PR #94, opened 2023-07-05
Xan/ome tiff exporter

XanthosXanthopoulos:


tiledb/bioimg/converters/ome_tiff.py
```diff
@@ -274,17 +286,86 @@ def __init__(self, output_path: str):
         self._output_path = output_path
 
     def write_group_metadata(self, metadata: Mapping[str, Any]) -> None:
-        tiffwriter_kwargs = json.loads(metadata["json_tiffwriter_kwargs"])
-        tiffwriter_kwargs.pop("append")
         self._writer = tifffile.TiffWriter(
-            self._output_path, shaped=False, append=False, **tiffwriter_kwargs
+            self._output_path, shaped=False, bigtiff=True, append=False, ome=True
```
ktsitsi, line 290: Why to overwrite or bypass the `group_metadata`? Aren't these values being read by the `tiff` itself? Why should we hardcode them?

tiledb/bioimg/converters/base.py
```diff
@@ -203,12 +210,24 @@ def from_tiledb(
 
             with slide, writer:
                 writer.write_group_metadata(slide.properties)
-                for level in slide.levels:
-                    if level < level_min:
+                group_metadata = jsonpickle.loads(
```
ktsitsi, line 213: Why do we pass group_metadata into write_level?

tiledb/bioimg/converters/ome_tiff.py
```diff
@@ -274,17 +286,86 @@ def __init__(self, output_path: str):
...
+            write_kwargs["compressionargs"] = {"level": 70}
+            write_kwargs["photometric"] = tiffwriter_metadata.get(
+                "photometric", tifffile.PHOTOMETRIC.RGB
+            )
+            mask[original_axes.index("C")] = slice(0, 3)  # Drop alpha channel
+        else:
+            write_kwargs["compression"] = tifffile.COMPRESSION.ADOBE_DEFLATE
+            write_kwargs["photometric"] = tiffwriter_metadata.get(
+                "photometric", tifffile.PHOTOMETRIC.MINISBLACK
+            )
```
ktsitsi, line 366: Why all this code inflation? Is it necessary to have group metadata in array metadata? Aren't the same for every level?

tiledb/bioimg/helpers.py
# # #
YOUR ASSIGNMENT
Your answer must be an exact copy of every entry above.

SOLUTION FOR THIS TASK
PR #94, opened 2023-07-05
Xan/ome tiff exporter

XanthosXanthopoulos:


tiledb/bioimg/converters/ome_tiff.py
```diff
@@ -274,17 +286,86 @@ def __init__(self, output_path: str):
         self._output_path = output_path
 
     def write_group_metadata(self, metadata: Mapping[str, Any]) -> None:
-        tiffwriter_kwargs = json.loads(metadata["json_tiffwriter_kwargs"])
-        tiffwriter_kwargs.pop("append")
         self._writer = tifffile.TiffWriter(
-            self._output_path, shaped=False, append=False, **tiffwriter_kwargs
+            self._output_path, shaped=False, bigtiff=True, append=False, ome=True
```
ktsitsi, line 290: Why to overwrite or bypass the `group_metadata`? Aren't these values being read by the `tiff` itself? Why should we hardcode them?

tiledb/bioimg/converters/base.py
```diff
@@ -203,12 +210,24 @@ def from_tiledb(
 
             with slide, writer:
                 writer.write_group_metadata(slide.properties)
-                for level in slide.levels:
-                    if level < level_min:
+                group_metadata = jsonpickle.loads(
```
ktsitsi, line 213: Why do we pass group_metadata into write_level?

tiledb/bioimg/converters/ome_tiff.py
```diff
@@ -274,17 +286,86 @@ def __init__(self, output_path: str):
...
+            write_kwargs["compressionargs"] = {"level": 70}
+            write_kwargs["photometric"] = tiffwriter_metadata.get(
+                "photometric", tifffile.PHOTOMETRIC.RGB
+            )
+            mask[original_axes.index("C")] = slice(0, 3)  # Drop alpha channel
+        else:
+            write_kwargs["compression"] = tifffile.COMPRESSION.ADOBE_DEFLATE
+            write_kwargs["photometric"] = tiffwriter_metadata.get(
+                "photometric", tifffile.PHOTOMETRIC.MINISBLACK
+            )
```
ktsitsi, line 366: Why all this code inflation? Is it necessary to have group metadata in array metadata? Aren't the same for every level?

tiledb/bioimg/helpers.py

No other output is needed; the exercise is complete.